WHAT YOU HAVE TO DO -
Select from the data all lines with the word "variables".

EXTRACTED ENTRIES -
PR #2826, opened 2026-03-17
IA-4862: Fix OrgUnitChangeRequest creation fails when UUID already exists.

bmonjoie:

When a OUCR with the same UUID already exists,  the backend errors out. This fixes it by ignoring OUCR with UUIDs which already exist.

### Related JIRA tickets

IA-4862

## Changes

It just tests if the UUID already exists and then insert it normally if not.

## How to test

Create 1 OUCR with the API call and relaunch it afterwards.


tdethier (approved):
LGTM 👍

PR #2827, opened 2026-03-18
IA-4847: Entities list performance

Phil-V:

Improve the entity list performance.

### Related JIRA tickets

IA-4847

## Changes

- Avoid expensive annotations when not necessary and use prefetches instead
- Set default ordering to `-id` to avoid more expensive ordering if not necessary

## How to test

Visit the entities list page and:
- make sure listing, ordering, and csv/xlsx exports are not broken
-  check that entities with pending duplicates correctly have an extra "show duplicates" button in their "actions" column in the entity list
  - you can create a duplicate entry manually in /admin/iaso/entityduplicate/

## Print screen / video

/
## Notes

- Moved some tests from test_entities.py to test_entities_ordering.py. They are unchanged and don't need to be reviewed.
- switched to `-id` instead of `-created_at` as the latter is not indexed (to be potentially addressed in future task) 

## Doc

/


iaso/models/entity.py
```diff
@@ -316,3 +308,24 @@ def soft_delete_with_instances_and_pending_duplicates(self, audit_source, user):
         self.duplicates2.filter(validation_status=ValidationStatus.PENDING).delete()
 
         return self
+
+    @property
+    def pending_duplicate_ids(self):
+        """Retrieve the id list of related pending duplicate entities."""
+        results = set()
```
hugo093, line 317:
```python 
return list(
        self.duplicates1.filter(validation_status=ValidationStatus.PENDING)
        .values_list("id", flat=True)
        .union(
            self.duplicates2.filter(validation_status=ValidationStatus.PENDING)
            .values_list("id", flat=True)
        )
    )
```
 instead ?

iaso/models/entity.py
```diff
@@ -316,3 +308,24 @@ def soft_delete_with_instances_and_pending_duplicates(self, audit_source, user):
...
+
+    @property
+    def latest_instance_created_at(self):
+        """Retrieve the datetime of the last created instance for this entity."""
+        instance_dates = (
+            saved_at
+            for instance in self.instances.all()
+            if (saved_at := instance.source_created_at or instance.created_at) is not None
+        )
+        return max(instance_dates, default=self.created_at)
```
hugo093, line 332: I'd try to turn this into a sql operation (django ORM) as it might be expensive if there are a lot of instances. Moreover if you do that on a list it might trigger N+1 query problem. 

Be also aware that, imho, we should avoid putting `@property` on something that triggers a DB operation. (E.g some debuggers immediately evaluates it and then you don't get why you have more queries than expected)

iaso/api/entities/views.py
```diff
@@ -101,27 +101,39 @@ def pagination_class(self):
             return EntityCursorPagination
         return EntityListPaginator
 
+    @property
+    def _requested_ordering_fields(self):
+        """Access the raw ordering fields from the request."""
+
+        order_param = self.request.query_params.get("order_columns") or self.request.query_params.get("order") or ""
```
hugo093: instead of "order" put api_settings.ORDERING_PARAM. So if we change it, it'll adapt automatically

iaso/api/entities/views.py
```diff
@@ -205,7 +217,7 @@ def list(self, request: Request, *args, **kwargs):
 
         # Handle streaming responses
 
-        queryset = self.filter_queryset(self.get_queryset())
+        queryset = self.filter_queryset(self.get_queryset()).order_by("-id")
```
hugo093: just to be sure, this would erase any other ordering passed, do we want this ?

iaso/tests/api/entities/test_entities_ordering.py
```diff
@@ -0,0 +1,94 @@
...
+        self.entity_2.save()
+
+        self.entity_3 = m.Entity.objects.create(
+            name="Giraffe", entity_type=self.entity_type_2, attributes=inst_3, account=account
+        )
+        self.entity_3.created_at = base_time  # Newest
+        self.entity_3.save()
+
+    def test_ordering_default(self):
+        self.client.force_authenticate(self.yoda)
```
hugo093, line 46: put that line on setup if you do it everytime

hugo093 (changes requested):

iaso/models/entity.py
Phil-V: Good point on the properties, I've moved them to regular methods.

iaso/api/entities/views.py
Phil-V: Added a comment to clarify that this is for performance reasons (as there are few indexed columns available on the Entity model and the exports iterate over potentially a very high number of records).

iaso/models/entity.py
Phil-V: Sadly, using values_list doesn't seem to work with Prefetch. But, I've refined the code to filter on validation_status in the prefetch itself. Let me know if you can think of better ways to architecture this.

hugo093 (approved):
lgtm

==

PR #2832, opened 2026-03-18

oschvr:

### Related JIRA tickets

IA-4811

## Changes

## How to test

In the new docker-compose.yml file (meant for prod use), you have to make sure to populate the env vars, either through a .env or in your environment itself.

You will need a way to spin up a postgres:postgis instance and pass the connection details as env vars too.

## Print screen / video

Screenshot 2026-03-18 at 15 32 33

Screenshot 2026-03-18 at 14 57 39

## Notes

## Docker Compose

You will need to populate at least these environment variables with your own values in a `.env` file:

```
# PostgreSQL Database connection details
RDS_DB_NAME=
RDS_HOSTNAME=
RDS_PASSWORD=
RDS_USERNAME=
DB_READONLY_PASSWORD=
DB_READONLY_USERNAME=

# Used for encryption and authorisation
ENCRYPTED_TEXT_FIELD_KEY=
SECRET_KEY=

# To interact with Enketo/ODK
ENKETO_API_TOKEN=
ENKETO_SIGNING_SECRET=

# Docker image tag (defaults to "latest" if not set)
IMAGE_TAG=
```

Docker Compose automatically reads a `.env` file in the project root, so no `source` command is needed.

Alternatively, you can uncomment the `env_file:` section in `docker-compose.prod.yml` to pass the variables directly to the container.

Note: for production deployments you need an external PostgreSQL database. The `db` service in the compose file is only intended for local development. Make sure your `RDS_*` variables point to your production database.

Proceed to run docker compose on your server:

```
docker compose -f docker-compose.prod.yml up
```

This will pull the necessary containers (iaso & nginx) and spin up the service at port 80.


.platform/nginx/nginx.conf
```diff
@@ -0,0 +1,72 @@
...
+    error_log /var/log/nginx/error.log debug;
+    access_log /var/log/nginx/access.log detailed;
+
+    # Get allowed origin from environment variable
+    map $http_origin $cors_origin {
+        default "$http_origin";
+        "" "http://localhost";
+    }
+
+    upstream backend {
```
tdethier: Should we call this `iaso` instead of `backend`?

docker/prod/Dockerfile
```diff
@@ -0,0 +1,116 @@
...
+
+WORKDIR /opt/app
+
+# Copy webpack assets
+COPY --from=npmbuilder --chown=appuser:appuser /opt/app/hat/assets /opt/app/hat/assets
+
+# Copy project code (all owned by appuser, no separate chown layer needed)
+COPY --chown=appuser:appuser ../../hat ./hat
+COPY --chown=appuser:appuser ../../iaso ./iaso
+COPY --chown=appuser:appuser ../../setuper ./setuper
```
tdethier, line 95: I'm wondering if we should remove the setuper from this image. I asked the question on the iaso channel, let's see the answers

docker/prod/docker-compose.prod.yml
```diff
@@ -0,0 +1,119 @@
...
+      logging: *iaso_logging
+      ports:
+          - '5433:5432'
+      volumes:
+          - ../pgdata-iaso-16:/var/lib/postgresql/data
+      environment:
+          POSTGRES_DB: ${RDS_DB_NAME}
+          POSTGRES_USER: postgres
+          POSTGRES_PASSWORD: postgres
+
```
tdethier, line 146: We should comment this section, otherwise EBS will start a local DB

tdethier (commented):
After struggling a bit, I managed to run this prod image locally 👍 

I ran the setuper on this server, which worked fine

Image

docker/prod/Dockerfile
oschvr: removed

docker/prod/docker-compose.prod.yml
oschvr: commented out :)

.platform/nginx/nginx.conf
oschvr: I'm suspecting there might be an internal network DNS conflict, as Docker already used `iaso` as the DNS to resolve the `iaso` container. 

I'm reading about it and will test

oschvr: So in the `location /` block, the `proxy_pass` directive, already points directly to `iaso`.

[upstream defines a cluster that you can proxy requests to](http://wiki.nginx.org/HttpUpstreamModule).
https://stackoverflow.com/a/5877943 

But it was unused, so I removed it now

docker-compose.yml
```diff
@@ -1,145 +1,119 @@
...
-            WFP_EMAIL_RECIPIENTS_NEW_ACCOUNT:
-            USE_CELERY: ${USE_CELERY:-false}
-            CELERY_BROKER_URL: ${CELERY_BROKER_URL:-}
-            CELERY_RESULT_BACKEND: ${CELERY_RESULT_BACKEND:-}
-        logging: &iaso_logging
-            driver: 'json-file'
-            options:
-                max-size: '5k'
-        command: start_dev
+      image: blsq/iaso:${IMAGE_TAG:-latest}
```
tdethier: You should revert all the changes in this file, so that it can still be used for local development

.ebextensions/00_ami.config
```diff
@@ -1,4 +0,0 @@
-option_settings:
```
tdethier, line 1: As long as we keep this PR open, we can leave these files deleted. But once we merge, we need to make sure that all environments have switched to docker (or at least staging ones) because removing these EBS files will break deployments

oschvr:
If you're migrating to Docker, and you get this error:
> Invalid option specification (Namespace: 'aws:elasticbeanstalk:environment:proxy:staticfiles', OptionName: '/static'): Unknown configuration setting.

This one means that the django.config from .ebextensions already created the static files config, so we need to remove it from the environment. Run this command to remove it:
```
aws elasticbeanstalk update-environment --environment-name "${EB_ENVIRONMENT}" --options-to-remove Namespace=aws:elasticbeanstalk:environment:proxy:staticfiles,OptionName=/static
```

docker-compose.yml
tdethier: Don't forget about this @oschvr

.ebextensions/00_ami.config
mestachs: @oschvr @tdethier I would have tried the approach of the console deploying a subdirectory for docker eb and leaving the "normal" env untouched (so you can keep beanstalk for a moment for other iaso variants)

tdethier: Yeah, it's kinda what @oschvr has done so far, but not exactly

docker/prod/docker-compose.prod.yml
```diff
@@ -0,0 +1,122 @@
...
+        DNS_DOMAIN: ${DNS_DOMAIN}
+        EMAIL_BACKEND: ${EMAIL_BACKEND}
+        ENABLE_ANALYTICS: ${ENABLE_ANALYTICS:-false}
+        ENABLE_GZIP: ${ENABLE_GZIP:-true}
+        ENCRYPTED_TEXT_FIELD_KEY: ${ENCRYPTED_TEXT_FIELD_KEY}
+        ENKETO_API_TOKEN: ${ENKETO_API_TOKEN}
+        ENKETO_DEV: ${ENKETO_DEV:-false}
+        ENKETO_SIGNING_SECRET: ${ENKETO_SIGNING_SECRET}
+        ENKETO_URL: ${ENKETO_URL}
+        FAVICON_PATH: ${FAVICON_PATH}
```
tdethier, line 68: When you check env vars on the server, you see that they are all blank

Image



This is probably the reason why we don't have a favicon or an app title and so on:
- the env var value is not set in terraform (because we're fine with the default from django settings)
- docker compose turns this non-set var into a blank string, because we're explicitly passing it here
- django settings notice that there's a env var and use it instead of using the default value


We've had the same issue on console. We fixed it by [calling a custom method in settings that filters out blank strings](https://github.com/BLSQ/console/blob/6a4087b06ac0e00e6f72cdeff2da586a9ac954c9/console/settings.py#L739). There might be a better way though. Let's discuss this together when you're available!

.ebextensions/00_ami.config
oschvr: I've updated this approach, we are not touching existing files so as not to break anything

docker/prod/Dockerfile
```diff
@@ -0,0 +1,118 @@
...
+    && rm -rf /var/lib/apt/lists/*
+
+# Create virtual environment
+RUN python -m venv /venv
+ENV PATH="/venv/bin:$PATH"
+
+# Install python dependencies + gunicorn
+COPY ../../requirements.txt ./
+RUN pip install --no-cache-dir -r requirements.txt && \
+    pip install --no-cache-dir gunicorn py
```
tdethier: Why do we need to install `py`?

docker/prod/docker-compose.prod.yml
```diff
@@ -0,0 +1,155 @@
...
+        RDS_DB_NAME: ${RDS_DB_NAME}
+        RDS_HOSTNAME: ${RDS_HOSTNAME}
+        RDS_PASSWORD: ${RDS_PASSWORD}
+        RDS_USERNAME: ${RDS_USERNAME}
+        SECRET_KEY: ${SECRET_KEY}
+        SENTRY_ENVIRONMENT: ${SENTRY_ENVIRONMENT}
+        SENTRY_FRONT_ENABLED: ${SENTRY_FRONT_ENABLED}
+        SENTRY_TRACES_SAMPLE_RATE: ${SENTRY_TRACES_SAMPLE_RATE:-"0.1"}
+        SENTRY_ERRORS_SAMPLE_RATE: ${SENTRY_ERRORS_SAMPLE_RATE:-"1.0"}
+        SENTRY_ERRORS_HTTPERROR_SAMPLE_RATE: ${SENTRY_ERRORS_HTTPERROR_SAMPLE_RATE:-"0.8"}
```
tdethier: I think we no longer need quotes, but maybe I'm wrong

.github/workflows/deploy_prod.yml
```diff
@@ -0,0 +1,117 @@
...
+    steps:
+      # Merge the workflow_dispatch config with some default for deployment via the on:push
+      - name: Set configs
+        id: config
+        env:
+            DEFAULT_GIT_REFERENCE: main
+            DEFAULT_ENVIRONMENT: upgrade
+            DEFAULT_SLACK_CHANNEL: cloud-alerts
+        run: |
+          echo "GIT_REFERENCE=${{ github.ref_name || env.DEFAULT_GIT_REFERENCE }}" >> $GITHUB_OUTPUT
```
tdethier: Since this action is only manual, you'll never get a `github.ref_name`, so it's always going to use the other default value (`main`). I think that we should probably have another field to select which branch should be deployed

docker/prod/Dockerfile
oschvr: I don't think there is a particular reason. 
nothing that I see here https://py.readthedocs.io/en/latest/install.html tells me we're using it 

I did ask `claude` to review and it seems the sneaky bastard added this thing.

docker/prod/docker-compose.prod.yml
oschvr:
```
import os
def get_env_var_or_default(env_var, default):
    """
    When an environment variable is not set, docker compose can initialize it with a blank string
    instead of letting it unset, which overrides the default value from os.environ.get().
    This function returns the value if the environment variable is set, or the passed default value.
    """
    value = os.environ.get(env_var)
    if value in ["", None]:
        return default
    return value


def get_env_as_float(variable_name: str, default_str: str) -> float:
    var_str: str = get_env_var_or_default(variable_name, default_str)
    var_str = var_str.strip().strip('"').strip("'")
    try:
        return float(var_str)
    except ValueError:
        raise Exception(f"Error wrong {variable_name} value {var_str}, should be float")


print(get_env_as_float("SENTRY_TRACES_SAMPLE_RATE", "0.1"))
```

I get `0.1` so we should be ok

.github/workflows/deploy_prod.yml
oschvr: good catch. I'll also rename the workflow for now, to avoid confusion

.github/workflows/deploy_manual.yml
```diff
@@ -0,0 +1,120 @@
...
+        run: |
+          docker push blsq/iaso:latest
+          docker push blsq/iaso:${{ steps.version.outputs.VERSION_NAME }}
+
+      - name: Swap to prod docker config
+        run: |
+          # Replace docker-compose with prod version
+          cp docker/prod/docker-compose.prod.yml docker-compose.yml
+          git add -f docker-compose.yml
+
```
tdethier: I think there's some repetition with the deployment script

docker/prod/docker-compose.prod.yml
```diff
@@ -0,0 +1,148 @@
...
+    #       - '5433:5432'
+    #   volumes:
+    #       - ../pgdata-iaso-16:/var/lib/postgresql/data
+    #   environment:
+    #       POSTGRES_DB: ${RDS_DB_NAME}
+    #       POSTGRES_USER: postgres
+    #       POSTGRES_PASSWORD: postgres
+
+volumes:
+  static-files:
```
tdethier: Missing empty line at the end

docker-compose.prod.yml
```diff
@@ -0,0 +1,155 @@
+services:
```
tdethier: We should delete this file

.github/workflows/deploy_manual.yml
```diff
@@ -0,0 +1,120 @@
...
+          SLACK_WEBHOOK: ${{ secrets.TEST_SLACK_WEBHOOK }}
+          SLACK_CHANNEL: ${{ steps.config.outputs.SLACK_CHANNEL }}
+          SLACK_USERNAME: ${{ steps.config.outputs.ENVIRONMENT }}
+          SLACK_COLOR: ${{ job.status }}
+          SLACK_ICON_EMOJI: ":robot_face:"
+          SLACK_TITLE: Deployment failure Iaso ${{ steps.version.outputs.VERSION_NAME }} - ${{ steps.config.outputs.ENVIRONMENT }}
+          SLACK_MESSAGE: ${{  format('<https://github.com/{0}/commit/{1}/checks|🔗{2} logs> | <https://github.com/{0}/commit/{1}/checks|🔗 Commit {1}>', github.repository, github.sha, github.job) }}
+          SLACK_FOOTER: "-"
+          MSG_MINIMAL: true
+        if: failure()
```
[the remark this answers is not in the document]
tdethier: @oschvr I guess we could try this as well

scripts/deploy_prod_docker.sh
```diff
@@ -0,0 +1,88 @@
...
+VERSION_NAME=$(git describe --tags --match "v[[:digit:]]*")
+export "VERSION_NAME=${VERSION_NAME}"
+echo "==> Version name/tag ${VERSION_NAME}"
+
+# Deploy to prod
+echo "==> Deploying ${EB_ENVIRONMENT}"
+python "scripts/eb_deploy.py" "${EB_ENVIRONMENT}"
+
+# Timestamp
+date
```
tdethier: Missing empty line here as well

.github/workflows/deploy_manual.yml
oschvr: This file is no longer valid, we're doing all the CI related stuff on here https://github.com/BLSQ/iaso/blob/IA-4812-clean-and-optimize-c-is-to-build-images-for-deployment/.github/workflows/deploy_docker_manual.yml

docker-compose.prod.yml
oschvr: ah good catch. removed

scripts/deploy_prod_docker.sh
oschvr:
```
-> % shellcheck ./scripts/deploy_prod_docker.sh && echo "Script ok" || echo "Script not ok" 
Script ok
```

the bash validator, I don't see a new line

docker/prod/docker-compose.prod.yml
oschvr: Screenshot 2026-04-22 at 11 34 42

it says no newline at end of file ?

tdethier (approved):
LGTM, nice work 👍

* * *

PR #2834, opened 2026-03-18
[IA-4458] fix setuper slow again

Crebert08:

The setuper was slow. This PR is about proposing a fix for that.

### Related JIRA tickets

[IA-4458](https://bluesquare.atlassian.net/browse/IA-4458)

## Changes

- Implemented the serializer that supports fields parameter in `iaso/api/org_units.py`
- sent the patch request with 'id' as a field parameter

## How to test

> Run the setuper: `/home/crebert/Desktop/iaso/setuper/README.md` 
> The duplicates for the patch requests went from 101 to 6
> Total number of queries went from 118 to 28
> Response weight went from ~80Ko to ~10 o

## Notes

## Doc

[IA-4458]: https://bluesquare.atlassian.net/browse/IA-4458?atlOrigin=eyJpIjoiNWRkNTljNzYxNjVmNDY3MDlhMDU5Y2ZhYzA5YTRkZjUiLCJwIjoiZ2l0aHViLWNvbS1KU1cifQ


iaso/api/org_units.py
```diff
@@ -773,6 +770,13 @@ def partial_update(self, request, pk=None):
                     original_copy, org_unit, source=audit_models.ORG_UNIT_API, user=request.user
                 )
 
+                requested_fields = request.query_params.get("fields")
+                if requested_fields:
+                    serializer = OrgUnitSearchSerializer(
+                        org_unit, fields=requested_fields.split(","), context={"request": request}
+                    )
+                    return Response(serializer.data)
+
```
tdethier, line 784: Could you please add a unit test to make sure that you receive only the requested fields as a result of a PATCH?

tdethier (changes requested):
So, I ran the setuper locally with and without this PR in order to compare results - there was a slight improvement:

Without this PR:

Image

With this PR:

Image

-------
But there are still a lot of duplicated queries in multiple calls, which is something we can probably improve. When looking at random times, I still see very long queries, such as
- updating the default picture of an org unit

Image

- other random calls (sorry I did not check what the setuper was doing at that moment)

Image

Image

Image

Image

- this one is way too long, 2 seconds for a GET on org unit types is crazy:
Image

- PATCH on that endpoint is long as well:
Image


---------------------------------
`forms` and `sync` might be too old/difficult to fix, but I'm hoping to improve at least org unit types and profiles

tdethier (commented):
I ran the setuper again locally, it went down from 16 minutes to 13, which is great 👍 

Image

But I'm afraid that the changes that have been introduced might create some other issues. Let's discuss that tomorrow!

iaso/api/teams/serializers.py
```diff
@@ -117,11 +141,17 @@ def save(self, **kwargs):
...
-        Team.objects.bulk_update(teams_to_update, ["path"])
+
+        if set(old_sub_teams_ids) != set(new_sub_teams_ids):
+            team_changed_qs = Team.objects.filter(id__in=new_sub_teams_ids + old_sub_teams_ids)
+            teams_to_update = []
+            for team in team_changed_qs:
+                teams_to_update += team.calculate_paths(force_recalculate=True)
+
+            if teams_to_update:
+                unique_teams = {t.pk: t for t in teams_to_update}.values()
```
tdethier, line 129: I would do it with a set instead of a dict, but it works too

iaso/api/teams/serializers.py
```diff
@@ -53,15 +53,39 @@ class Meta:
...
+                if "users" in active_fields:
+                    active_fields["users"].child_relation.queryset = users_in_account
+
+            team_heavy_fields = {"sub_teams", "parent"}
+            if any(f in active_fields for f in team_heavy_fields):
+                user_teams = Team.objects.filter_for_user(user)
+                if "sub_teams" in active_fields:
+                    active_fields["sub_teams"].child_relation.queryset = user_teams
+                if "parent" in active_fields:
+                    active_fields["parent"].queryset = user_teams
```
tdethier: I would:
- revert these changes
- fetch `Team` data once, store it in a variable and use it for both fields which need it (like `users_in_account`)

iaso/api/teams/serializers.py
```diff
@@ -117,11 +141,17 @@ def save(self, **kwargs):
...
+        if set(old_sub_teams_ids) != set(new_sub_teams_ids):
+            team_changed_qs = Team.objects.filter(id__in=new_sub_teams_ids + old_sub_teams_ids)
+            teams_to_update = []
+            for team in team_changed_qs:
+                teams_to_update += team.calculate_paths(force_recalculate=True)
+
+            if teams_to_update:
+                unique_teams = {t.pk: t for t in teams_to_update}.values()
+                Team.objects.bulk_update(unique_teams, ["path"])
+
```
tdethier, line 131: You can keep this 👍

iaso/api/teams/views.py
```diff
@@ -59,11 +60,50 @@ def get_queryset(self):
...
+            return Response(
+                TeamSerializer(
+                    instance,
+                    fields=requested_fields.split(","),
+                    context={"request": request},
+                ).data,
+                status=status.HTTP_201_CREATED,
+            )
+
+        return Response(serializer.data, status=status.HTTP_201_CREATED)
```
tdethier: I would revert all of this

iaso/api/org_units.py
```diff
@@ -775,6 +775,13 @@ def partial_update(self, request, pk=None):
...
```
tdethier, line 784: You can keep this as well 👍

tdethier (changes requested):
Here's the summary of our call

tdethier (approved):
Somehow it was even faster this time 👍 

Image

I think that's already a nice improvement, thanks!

RESPONSE TO THE TASK -
You will need to populate at least these environment variables with your own values in a `.env` file:
Alternatively, you can uncomment the `env_file:` section in `docker-compose.prod.yml` to pass the variables directly to the container.
Note: for production deployments you need an external PostgreSQL database. The `db` service in the compose file is only intended for local development. Make sure your `RDS_*` variables point to your production database.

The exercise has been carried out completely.